Task directions: Look through the data below and, wherever a line carries the word "they", please copy that line.

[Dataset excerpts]
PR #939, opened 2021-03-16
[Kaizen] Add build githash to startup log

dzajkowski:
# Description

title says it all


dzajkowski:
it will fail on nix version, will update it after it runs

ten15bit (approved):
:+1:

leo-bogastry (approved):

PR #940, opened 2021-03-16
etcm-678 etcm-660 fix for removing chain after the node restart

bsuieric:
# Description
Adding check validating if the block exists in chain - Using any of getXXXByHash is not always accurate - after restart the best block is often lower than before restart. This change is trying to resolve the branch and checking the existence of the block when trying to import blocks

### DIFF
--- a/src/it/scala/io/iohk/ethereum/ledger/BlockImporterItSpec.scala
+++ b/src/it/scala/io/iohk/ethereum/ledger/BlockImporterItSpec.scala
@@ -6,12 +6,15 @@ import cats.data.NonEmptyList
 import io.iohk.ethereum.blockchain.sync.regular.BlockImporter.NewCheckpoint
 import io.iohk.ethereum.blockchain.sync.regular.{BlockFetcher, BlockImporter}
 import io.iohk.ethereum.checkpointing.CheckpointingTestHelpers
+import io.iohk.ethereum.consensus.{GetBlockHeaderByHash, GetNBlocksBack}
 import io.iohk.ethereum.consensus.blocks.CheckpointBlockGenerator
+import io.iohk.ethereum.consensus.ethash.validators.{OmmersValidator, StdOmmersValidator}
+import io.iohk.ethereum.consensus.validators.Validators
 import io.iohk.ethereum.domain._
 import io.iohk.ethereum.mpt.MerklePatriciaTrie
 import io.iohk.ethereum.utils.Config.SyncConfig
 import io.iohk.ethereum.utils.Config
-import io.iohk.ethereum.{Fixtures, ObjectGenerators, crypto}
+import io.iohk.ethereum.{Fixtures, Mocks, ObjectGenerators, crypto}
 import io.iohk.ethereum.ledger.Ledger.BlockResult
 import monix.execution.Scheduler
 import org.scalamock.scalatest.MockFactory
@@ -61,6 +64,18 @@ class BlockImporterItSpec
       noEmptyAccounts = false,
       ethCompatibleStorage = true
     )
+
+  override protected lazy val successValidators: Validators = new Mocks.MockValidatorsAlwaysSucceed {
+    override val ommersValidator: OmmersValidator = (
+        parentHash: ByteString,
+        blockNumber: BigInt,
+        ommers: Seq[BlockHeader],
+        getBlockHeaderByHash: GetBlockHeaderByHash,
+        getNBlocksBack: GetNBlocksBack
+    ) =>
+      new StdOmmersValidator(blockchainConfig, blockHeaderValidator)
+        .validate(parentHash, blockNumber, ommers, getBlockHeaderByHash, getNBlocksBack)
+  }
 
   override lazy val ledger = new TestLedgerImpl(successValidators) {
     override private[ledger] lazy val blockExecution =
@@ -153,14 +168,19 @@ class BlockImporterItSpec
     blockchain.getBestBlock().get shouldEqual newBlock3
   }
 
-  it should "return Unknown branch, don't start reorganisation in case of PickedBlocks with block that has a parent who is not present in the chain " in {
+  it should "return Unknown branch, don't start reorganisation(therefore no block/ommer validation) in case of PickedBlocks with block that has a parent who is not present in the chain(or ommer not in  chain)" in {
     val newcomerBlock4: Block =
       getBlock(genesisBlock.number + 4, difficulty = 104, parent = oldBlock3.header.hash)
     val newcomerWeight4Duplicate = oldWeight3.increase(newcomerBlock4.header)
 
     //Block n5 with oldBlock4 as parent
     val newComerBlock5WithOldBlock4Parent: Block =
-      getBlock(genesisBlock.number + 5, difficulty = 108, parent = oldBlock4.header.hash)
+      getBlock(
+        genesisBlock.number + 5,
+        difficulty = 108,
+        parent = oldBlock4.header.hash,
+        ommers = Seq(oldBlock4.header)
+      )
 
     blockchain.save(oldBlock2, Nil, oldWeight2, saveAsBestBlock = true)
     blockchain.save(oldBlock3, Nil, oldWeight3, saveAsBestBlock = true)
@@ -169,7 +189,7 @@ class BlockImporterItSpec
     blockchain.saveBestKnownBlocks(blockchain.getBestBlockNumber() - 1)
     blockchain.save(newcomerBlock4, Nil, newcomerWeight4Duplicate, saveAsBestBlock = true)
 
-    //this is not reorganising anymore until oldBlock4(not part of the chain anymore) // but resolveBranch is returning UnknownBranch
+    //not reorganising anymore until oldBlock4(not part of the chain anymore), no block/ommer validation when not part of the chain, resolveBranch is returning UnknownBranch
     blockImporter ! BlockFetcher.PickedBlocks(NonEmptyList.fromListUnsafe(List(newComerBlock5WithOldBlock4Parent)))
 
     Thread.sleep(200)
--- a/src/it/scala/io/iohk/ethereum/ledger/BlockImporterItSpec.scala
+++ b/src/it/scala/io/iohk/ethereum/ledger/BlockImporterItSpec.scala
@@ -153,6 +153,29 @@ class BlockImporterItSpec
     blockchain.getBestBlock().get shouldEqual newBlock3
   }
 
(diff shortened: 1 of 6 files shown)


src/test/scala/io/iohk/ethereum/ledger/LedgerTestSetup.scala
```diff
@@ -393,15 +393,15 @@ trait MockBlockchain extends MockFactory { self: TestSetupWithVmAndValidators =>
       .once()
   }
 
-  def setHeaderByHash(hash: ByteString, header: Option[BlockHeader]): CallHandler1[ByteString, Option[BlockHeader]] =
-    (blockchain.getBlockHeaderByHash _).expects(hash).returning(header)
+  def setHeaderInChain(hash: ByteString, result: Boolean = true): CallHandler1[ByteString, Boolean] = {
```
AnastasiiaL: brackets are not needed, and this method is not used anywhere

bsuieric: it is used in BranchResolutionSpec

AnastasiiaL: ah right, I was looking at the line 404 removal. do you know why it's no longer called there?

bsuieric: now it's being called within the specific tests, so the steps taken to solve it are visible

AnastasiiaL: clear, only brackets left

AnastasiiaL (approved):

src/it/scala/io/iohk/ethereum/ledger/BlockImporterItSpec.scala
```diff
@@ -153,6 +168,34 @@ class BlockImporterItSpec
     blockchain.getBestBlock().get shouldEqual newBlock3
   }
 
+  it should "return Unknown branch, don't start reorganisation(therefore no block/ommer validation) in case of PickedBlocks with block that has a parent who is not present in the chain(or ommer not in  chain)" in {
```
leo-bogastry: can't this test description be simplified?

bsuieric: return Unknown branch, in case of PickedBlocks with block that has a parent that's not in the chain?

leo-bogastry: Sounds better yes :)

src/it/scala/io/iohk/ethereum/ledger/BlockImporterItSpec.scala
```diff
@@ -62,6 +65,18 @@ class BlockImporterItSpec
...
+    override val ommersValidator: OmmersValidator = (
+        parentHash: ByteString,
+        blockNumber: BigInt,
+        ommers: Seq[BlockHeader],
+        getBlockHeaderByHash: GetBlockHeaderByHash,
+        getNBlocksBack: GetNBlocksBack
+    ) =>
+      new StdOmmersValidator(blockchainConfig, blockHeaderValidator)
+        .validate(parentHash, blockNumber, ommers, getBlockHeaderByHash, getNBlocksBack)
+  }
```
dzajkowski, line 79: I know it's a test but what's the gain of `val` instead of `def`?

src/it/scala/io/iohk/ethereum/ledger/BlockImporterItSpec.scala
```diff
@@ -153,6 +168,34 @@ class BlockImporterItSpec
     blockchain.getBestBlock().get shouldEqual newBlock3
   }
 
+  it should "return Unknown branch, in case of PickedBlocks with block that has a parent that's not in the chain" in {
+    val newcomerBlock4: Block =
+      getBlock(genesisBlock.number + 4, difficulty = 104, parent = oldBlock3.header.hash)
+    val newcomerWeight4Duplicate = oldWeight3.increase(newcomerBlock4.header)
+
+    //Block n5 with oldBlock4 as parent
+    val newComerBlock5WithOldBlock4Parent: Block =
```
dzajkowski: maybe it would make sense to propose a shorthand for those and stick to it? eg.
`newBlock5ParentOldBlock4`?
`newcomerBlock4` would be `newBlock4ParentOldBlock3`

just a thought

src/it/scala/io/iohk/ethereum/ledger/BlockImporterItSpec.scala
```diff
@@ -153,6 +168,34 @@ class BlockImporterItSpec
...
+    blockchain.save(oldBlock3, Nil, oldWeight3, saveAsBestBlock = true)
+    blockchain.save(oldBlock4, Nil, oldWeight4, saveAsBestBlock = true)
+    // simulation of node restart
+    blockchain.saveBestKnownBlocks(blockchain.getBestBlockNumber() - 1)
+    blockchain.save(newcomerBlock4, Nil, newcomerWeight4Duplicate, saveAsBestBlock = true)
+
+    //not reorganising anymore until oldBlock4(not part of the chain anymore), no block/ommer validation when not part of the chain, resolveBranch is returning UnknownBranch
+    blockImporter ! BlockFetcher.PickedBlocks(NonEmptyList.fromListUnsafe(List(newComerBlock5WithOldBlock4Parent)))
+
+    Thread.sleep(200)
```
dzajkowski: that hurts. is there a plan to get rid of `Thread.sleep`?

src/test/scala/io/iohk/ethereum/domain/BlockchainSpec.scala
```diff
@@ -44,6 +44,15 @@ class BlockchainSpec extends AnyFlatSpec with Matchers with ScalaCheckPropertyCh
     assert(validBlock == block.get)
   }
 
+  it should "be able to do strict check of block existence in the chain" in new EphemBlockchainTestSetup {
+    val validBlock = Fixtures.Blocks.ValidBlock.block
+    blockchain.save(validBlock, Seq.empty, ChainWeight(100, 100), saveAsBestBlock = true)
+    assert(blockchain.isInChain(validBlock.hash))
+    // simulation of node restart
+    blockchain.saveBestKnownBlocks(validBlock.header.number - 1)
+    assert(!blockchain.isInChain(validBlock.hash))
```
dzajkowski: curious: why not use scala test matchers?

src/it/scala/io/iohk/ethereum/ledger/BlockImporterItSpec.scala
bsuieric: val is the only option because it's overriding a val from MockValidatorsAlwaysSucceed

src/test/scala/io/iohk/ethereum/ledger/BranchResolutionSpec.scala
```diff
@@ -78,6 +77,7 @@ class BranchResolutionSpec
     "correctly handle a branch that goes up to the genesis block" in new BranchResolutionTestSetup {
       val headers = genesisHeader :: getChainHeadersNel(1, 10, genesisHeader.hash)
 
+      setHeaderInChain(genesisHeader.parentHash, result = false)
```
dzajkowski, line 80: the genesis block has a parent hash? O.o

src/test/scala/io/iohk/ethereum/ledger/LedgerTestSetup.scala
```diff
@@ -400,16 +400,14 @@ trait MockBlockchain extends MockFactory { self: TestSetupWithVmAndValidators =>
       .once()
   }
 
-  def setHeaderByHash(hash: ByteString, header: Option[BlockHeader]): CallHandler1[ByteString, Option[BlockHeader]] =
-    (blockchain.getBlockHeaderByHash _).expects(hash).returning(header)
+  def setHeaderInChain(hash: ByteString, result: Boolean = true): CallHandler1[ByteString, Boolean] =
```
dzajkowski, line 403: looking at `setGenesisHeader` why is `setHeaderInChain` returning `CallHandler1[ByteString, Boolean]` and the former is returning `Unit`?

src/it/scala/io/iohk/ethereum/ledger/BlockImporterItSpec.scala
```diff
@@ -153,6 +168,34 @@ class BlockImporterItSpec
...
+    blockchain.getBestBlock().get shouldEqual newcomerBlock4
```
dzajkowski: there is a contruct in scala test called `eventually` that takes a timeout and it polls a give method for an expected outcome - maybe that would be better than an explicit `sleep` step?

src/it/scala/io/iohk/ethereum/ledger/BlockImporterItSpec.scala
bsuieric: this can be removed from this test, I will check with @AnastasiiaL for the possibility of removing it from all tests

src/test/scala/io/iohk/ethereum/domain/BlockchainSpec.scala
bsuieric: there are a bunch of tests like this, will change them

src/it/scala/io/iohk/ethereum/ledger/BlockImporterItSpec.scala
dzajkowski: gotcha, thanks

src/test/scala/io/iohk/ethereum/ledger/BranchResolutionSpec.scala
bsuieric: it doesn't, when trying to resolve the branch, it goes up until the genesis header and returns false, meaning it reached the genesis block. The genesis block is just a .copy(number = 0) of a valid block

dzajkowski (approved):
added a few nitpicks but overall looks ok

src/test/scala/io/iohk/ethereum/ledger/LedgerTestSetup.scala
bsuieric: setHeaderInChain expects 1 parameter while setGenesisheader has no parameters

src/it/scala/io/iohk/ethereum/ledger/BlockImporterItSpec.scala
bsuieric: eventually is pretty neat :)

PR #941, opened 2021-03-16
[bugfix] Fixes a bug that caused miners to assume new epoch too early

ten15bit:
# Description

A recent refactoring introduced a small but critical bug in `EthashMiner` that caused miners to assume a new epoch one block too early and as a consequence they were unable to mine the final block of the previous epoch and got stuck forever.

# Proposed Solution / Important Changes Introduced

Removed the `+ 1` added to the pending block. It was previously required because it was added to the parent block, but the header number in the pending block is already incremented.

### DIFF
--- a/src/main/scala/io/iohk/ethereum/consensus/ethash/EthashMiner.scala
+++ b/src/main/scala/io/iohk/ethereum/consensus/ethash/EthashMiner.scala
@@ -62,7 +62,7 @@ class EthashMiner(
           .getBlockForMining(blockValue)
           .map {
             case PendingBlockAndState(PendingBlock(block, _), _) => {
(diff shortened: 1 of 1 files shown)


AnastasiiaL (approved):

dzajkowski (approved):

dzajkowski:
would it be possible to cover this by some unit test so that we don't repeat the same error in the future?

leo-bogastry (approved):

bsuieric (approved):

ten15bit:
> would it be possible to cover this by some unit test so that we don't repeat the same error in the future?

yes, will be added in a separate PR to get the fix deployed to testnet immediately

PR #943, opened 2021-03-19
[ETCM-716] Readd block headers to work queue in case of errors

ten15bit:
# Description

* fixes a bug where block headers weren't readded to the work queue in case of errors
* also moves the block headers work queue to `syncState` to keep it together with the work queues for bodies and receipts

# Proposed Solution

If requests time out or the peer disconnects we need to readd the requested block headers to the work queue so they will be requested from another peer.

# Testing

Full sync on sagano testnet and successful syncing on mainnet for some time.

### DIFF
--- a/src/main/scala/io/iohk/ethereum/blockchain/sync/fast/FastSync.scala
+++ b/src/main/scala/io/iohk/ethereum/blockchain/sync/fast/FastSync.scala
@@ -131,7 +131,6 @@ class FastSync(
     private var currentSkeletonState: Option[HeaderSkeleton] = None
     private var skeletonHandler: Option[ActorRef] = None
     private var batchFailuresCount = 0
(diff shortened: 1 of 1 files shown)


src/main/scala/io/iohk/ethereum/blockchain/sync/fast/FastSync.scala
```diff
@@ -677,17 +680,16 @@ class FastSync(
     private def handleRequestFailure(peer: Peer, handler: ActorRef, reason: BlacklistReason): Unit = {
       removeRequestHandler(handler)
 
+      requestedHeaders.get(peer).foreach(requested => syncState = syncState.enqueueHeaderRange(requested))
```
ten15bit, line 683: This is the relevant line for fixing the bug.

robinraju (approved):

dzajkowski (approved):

Solved problem:
A recent refactoring introduced a small but critical bug in `EthashMiner` that caused miners to assume a new epoch one block too early and as a consequence they were unable to mine the final block of the previous epoch and got stuck forever.
If requests time out or the peer disconnects we need to readd the requested block headers to the work queue so they will be requested from another peer.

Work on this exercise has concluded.